Merge "support virtual persistent memory"

This commit is contained in:
Zuul
2019-06-27 16:21:23 +00:00
committed by Gerrit Code Review

View File

@@ -0,0 +1,575 @@
..
This work is licensed under a Creative Commons Attribution 3.0 Unported
License.
http://creativecommons.org/licenses/by/3.0/legalcode
=================================
support virtual persistent memory
=================================
https://blueprints.launchpad.net/nova/+spec/virtual-persistent-memory
Virtual persistent memory is now supported in both QEMU and
libvirt. This spec seeks to enable this support in OpenStack Nova.
Problem description
===================
For many years computer applications organized their data between
two tiers: memory and storage. Emerging `persistent memory`_
technologies introduce a third tier. Persistent memory
(or ``pmem`` for short) is accessed like volatile memory, using processor
load and store instructions, but it retains its contents across power
loss like storage.
Virtualization layer has already supported virtual persistent memory
which means virtual machines now can have physical persistent memory
as the backend of virtual persistent memory. As far as Nova is concerned,
several problems need to be addressed:
* How is the physical persistent memory managed and presented as
virtual persistent memory
* The discovery and resource tracking of persistent memory
* How does the user specify the desired amount of virtual persistent
memory
* What is the life cycle of virtual persistent memory
Use Cases
---------
Provide applications with the ability to load large contiguous segments
of memory that retain their data across power cycles.
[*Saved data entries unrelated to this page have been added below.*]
PR #791, opened 2016-06-09
[ALOY-1503] After Alloy compile, property which has array disappear.

feons:
https://jira.appcelerator.org/browse/ALOY-1503


cheekiatng:
APPROVED.

PR #792, opened 2016-06-29
[ALOY-1508] iOS: Localised splash screen is not visible

feons:
https://jira.appcelerator.org/browse/ALOY-1508


cheekiatng:
CR and FT passed!

PR #793, opened 2016-06-30
[TIMOB-20092] iOS: Alloy Introducing Snapshotter

AngelkPetkov:
[JIRA](https://jira.appcelerator.org/browse/TIMOB-20092?filter=-1)


hansemannn:
Since it's no UI-Element, we don't need this change. PR declined.

PR #799, opened 2016-09-22
[ALOY-1519]  Support iOS 10 <RefreshControl> tag in Ti.UI.ScrollView

feons:
https://jira.appcelerator.org/browse/ALOY-1519


hansemannn:
LGTM, approved! Thank you @feons 🙂

hansemannn:
Approved! @feons: The fix-version is set to 6.0.0, can we ensure this fix goes in? Which Alloy version would that be? Thx!

PR #800, opened 2016-10-26
[ALOY-1526] Special text property value is not parsed correctly

feons:
https://jira.appcelerator.org/browse/ALOY-1526


cheekiatng:
CR and FT passed!

PR #801, opened 2016-10-26
[ALOY-1523] Update Alloy old require-paths

feons:
https://jira.appcelerator.org/browse/ALOY-1523


hansemannn:
Not required anymore, since we are allowing require-backwards-compatibility in 6.0.0.GA

hansemannn:
@topener Can you compare the results?

feons:
@hansemannn, @topener, are we ready to merge this?

Topener:
It seems to do exactly what I did in my code to improve. Especially the 3 `create` functions in the global `Alloy` namespace speed it up a lot

hansemannn:
@feons LGTM, but I don't feel I'm the appropriate person to review. Can @sgtcoolguy take a peek, since he did the require changes in the core? And @Topener, did you test this specific PR in your real app? That would help tremendously!

sgtcoolguy:
So this LGTM, but I should note that this may *break* the code on Titanium < 6
May want to test and see if this breaks on Ti 5.x and if we care? If it doesn't break it, or we don't care, then fine to merge. Otherwise you'll have to toggle the leading slash prefix based upon the SDK version.

feons:
@sgtcoolguy, I was looking at [JavaScript Module Path Resolution](https://wiki.appcelerator.org/display/guides2/CommonJS+Modules+in+Titanium), the changes shouldn't break on Ti 5.x since 

> if the path is prefixed with a /, the module path is also resolved relative to the Resources directory

hansemannn:
Should we also update all the wikis / Alloy docs?

sgtcoolguy:
@feons I see that's what our docs say, but did you actually try it out? It's been known to happen that docs don't match reality 😏

PR #802, opened 2016-11-01
[ALOY-1527] Cannot use Ti.UI.iOS.TabbedBar in ListView template

feons:
https://jira.appcelerator.org/browse/ALOY-1527


hansemannn:
PR approved!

Besides data persistence, persistent memory is less expensive than DRAM
and comes with much larger capacities. This is an appealing feature for
scenarios that request huge amounts of memory such as high performance
computing (HPC).
There has been some exploration by applications which heavily use memory
devices such as in memory databases. To name a few: redis_, rocksdb_,
oracle_, `SAP HANA`_ and Aerospike_.
.. note::
This spec only intends to enable virtual persistent memory
for the libvirt KVM driver.
Proposed change
===============
Background
----------
The most efficient way for an applications to use persistent memory is
to memory map (mmap()) a portion of persistent memory into the address
space of the application. Once the mapping is done, the application
accesses the persistent memory ``directly`` (also called ``direct access``),
meaning without going through kernel or whatever other software in the
middle. Persistent memory has two types of hardware interfaces --
"PMEM" and "BLK". Since "BLK" adopts an aperture model to access
persistent memory, it does not support ``direct access``.
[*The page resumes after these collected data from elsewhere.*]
PR #803, opened 2016-11-02
support multiple restrict files

yomybaby:
#625 is a PR to allow compile only one specific file.
This PR supports compiling several specific files.

example:

```shell
# file=view1.js,file=view2.js,file=view3.js ...

alloy compile --config platform=ios,file=app/controllers/index.js,file=app/controller/myCtrl.js
```

### DIFF
--- a/Alloy/commands/compile/index.js
+++ b/Alloy/commands/compile/index.js
@@ -71,7 +71,11 @@ module.exports = function(args, program) {
 		logger.debug('raw config = "' + program.config + '"');
 		_.each(program.config.split(','), function(v) {
 			var parts = v.split('=');
-			alloyConfig[parts[0]] = parts[1];
+			if(alloyConfig[parts[0]]){
+				alloyConfig[parts[0]] = [].concat(alloyConfig[parts[0]],parts[1]);
+			}else{
+				alloyConfig[parts[0]] = parts[1];
+			}
 			logger.debug(parts[0] + ' = ' + parts[1]);
 		});
 	}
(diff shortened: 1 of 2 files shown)


gimdongwoo:
Love it!
Very good!!

hansemannn:
Same as #805, please file a ticket.

Sophrinix:
You beat me to implementing this feature. I'm Very happy to see this! Please tell me this will work outside the app directory.

yomybaby:
I can not crate alloy project issue. So I just create issue on Titanium JIRA project.
https://jira.appcelerator.org/browse/TIMOB-24172

yomybaby:
@Sophrinix What do you mean `work outside the app directory`? Could you please more detail, please? 
"compile file which is not in the app directory" or "run command form outside of app directory"?

feons:
**Approved.**

Sophrinix:
@yomybaby Here's are two use cases for what I am hoping this can accomplish.

Consider the following directory structure for the following example. We are assuming I am using iPhone in this example, although replacing iPhone with android makes no overall difference.
I have taken liberties to collapse certain directories for space:

```
$ tree -d app

├── assets
├── controllers  
├── i18n 
├── lib  
├── migrations
├── models
├── platform
├── styles
├── themes
│   ── TeamA
│       ├── alloy
│       │   └── controllers
│       │    └── example.js
│       │   └── views
│       │    └── example.xml
│       ├── assets
│       └── styles
├── views
└── widgets
    
```

Currently, if you run alloy compile, the views inside ```/app/views``` will be transformed and appended to the controllers. However, before that happens the files in ```themes/TeamA/alloy/*``` will be recursively copied into ```Resources/iphone/alloy/*``` They will however not be compiled/transformed. If the alloy compile command could be used to compile these files in ```themes/TeamA/alloy/``` it would vastly improve the flexibility and power of themes, as well as alloy. This same trick works if you place these files in ```/app/lib/alloy```.

Why would you want to place these files in ``` lib```? git submodules offer one possible reason. Let's say you have functionality that is reusable and you don't want to make it into a widget for reasons outside the scope of this example. Since these files are being copied into the ```Resources``` directory anyway, it would be super helpful if they could go ahead and be compiled. 

I was already beginning work on this, but I am hoping you already got there first. 
The worst case scenario idea would be that we would use this command inside ```alloy.jmk```

PR #804, opened 2016-11-04
add 'skipOptimize' option to alloy compile config

yomybaby:
## Problem
When alloy compiling, all js files be optimized.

For the sake of efficiency, this spec only proposes to use persistent
memory accessed by "PMEM" interface as the backend for QEMU virtualized
persistent memory.
Persistent memory must be partitioned into `pmem namespaces`_ for
applications to use. There are several modes of pmem namespaces for
different use scenarios. Mode ``devdax`` and mode ``fsdax`` both
support ``direct access``. Mode ``devdax`` gives out a character
device for a namespace, thus applications can mmap() the entire
namespace into their address spaces. Whereas mode ``fsdax`` gives
out a block device. It is recommended to use mode ``devdax`` to
assign persistent memory to virtual machines.
Please refer to `virtual NVDIMM backends`_ and
`NVDIMM Linux kernel document`_ for details.
.. important ::
So this spec only proposes to use persistent memory namespaces in
``devdax`` mode as QEMU virtual persistent memory backends.
The ``devdax`` persistent memory namespaces require contiguous physical
space and are not managed in pages as ordinary system memory.
This introduces a fragmentation issue with regard to multiple namespaces
are created and used by multiple applications. As shown in below diagram,
four applications are using four namespaces each of size 100GB::
+-----+ +-----+ +-----+ +-----+
|app1 | |app2 | |app3 | |app4 |
+--+--+ +--+--+ +--+--+ +--+--+
| | | |
| | | |
+----v----+----v----+----v----+-----v---+
| | | | |
| 100GB | 100GB | 100GB | 100GB |
| | | | |
+---------+---------+---------+---------+
After the termination of app2 and app4, it turns out to be::
+-----+ +-----+
|app1 | |app3 |
+--+--+ +--+--+
| |
| |
+----v----+---------+----v----+---------+
| | | | |
| 100GB | 100GB | 100GB | 100GB |
| | | | |
+---------+---------+---------+---------+
The total size of free space is 200GB. However a ``devdax`` mode
namespace of 200GB size can not be created.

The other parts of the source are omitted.